**What you need to do**
Beneath this sentence is a set of records; write each of them out exactly.

(Stored data)

○ ○ ○ ○ ○

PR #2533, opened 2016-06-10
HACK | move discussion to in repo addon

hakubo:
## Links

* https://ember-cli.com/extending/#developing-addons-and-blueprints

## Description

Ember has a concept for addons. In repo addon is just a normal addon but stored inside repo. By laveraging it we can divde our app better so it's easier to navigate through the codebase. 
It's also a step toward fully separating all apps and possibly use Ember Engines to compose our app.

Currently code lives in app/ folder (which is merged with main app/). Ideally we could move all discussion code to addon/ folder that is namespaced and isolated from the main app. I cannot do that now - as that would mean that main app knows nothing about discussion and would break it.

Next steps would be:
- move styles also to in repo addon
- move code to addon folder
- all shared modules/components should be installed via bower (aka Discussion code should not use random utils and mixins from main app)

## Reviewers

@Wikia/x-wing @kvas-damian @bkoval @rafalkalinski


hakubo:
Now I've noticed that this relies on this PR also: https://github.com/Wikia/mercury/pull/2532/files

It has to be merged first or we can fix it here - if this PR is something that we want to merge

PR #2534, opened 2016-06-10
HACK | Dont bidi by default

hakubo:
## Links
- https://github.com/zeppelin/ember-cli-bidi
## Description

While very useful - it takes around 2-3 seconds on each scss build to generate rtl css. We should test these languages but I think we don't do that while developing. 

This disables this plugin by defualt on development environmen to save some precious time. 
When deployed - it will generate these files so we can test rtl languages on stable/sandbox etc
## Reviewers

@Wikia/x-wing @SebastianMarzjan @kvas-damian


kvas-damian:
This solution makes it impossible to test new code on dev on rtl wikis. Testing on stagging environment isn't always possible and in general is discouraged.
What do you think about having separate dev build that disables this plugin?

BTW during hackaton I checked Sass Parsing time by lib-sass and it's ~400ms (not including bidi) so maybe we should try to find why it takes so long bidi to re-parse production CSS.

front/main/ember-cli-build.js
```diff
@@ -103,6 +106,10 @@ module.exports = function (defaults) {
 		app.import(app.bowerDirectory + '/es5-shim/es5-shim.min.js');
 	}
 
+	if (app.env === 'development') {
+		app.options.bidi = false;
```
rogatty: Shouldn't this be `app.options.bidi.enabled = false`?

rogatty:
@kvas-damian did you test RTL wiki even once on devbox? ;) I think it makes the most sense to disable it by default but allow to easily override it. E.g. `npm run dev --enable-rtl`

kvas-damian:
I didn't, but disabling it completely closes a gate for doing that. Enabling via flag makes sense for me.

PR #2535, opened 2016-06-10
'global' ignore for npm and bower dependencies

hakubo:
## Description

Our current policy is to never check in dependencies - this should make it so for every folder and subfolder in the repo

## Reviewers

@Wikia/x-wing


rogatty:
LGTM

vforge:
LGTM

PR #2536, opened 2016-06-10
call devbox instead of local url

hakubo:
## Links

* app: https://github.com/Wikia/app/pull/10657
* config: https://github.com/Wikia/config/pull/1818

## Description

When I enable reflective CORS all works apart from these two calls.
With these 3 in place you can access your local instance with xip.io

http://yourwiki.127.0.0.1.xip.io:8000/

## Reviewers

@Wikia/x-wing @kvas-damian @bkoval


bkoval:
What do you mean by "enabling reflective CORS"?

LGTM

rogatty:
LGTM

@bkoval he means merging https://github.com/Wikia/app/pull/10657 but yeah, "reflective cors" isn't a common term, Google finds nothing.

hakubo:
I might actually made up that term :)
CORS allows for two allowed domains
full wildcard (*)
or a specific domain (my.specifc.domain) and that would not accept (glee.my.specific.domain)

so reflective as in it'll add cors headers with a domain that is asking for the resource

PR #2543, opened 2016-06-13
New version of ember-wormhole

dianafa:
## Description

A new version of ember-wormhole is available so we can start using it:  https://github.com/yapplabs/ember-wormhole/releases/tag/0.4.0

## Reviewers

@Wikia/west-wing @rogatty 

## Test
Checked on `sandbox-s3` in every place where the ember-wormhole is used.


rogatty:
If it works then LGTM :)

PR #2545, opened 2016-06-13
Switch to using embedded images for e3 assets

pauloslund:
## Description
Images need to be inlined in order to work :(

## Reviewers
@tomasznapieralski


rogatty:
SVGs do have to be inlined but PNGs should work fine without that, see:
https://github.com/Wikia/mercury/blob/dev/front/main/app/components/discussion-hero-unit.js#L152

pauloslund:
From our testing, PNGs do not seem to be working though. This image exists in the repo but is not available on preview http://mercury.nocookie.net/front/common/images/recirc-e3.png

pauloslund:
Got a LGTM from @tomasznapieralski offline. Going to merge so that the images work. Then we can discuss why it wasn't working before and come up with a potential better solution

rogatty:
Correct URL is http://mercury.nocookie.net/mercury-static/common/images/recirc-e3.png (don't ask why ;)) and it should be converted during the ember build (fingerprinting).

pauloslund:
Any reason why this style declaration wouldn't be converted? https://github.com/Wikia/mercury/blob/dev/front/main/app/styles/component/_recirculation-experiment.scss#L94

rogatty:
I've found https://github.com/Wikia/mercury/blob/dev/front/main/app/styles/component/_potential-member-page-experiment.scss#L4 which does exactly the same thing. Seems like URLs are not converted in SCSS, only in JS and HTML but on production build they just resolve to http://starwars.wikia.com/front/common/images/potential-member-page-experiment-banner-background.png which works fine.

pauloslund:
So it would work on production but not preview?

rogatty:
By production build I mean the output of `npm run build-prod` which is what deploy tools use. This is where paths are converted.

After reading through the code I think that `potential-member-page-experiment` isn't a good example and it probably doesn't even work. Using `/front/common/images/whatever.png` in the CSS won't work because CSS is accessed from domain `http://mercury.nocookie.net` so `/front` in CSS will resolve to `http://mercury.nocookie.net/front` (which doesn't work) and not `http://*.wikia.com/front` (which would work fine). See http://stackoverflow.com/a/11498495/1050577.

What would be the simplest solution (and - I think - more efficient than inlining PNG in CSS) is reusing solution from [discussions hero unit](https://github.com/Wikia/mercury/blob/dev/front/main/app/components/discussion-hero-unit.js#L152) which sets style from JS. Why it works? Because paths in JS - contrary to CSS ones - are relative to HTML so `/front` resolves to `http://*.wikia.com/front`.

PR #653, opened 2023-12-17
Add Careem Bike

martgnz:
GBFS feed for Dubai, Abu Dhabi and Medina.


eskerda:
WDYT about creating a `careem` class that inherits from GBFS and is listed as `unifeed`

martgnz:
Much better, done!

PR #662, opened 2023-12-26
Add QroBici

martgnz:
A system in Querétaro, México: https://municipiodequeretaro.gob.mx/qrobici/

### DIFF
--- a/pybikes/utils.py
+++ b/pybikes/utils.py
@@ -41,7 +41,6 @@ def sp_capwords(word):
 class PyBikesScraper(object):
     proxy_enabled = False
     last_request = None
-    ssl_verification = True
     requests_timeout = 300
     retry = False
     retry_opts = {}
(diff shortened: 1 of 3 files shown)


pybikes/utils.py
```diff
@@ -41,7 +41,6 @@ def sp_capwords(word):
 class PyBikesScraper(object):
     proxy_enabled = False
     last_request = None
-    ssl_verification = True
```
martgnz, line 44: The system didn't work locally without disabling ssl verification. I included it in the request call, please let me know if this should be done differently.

○ ○ ○ ○ ○

**Result**
PR #2533, opened 2016-06-10
HACK | move discussion to in repo addon

hakubo:
## Links

* https://ember-cli.com/extending/#developing-addons-and-blueprints

## Description

Ember has a concept for addons. In repo addon is just a normal addon but stored inside repo. By laveraging it we can divde our app better so it's easier to navigate through the codebase. 
It's also a step toward fully separating all apps and possibly use Ember Engines to compose our app.

Currently code lives in app/ folder (which is merged with main app/). Ideally we could move all discussion code to addon/ folder that is namespaced and isolated from the main app. I cannot do that now - as that would mean that main app knows nothing about discussion and would break it.

Next steps would be:
- move styles also to in repo addon
- move code to addon folder
- all shared modules/components should be installed via bower (aka Discussion code should not use random utils and mixins from main app)

## Reviewers

@Wikia/x-wing @kvas-damian @bkoval @rafalkalinski


hakubo:
Now I've noticed that this relies on this PR also: https://github.com/Wikia/mercury/pull/2532/files

It has to be merged first or we can fix it here - if this PR is something that we want to merge

PR #2534, opened 2016-06-10
HACK | Dont bidi by default

hakubo:
## Links
- https://github.com/zeppelin/ember-cli-bidi
## Description

While very useful - it takes around 2-3 seconds on each scss build to generate rtl css. We should test these languages but I think we don't do that while developing. 

This disables this plugin by defualt on development environmen to save some precious time. 
When deployed - it will generate these files so we can test rtl languages on stable/sandbox etc
## Reviewers

@Wikia/x-wing @SebastianMarzjan @kvas-damian


kvas-damian:
This solution makes it impossible to test new code on dev on rtl wikis. Testing on stagging environment isn't always possible and in general is discouraged.
What do you think about having separate dev build that disables this plugin?

BTW during hackaton I checked Sass Parsing time by lib-sass and it's ~400ms (not including bidi) so maybe we should try to find why it takes so long bidi to re-parse production CSS.

front/main/ember-cli-build.js
```diff
@@ -103,6 +106,10 @@ module.exports = function (defaults) {
 		app.import(app.bowerDirectory + '/es5-shim/es5-shim.min.js');
 	}
 
+	if (app.env === 'development') {
+		app.options.bidi = false;
```
rogatty: Shouldn't this be `app.options.bidi.enabled = false`?

rogatty:
@kvas-damian did you test RTL wiki even once on devbox? ;) I think it makes the most sense to disable it by default but allow to easily override it. E.g. `npm run dev --enable-rtl`

kvas-damian:
I didn't, but disabling it completely closes a gate for doing that. Enabling via flag makes sense for me.

PR #2535, opened 2016-06-10
'global' ignore for npm and bower dependencies

hakubo:
## Description

Our current policy is to never check in dependencies - this should make it so for every folder and subfolder in the repo

## Reviewers

@Wikia/x-wing


rogatty:
LGTM

vforge:
LGTM

PR #2536, opened 2016-06-10
call devbox instead of local url

hakubo:
## Links

* app: https://github.com/Wikia/app/pull/10657
* config: https://github.com/Wikia/config/pull/1818

## Description

When I enable reflective CORS all works apart from these two calls.
With these 3 in place you can access your local instance with xip.io

http://yourwiki.127.0.0.1.xip.io:8000/

## Reviewers

@Wikia/x-wing @kvas-damian @bkoval


bkoval:
What do you mean by "enabling reflective CORS"?

LGTM

rogatty:
LGTM

@bkoval he means merging https://github.com/Wikia/app/pull/10657 but yeah, "reflective cors" isn't a common term, Google finds nothing.

hakubo:
I might actually made up that term :)
CORS allows for two allowed domains
full wildcard (*)
or a specific domain (my.specifc.domain) and that would not accept (glee.my.specific.domain)

so reflective as in it'll add cors headers with a domain that is asking for the resource

PR #2543, opened 2016-06-13
New version of ember-wormhole

dianafa:
## Description

A new version of ember-wormhole is available so we can start using it:  https://github.com/yapplabs/ember-wormhole/releases/tag/0.4.0

## Reviewers

@Wikia/west-wing @rogatty 

## Test
Checked on `sandbox-s3` in every place where the ember-wormhole is used.


rogatty:
If it works then LGTM :)

PR #2545, opened 2016-06-13
Switch to using embedded images for e3 assets

pauloslund:
## Description
Images need to be inlined in order to work :(

## Reviewers
@tomasznapieralski


rogatty:
SVGs do have to be inlined but PNGs should work fine without that, see:
https://github.com/Wikia/mercury/blob/dev/front/main/app/components/discussion-hero-unit.js#L152

pauloslund:
From our testing, PNGs do not seem to be working though. This image exists in the repo but is not available on preview http://mercury.nocookie.net/front/common/images/recirc-e3.png

pauloslund:
Got a LGTM from @tomasznapieralski offline. Going to merge so that the images work. Then we can discuss why it wasn't working before and come up with a potential better solution

rogatty:
Correct URL is http://mercury.nocookie.net/mercury-static/common/images/recirc-e3.png (don't ask why ;)) and it should be converted during the ember build (fingerprinting).

pauloslund:
Any reason why this style declaration wouldn't be converted? https://github.com/Wikia/mercury/blob/dev/front/main/app/styles/component/_recirculation-experiment.scss#L94

rogatty:
I've found https://github.com/Wikia/mercury/blob/dev/front/main/app/styles/component/_potential-member-page-experiment.scss#L4 which does exactly the same thing. Seems like URLs are not converted in SCSS, only in JS and HTML but on production build they just resolve to http://starwars.wikia.com/front/common/images/potential-member-page-experiment-banner-background.png which works fine.

pauloslund:
So it would work on production but not preview?

rogatty:
By production build I mean the output of `npm run build-prod` which is what deploy tools use. This is where paths are converted.

After reading through the code I think that `potential-member-page-experiment` isn't a good example and it probably doesn't even work. Using `/front/common/images/whatever.png` in the CSS won't work because CSS is accessed from domain `http://mercury.nocookie.net` so `/front` in CSS will resolve to `http://mercury.nocookie.net/front` (which doesn't work) and not `http://*.wikia.com/front` (which would work fine). See http://stackoverflow.com/a/11498495/1050577.

What would be the simplest solution (and - I think - more efficient than inlining PNG in CSS) is reusing solution from [discussions hero unit](https://github.com/Wikia/mercury/blob/dev/front/main/app/components/discussion-hero-unit.js#L152) which sets style from JS. Why it works? Because paths in JS - contrary to CSS ones - are relative to HTML so `/front` resolves to `http://*.wikia.com/front`.

PR #653, opened 2023-12-17
Add Careem Bike

martgnz:
GBFS feed for Dubai, Abu Dhabi and Medina.


eskerda:
WDYT about creating a `careem` class that inherits from GBFS and is listed as `unifeed`

martgnz:
Much better, done!

PR #662, opened 2023-12-26
Add QroBici

martgnz:
A system in Querétaro, México: https://municipiodequeretaro.gob.mx/qrobici/

### DIFF
--- a/pybikes/utils.py
+++ b/pybikes/utils.py
@@ -41,7 +41,6 @@ def sp_capwords(word):
 class PyBikesScraper(object):
     proxy_enabled = False
     last_request = None
-    ssl_verification = True
     requests_timeout = 300
     retry = False
     retry_opts = {}
(diff shortened: 1 of 3 files shown)


pybikes/utils.py
```diff
@@ -41,7 +41,6 @@ def sp_capwords(word):
 class PyBikesScraper(object):
     proxy_enabled = False
     last_request = None
-    ssl_verification = True
```
martgnz, line 44: The system didn't work locally without disabling ssl verification. I included it in the request call, please let me know if this should be done differently.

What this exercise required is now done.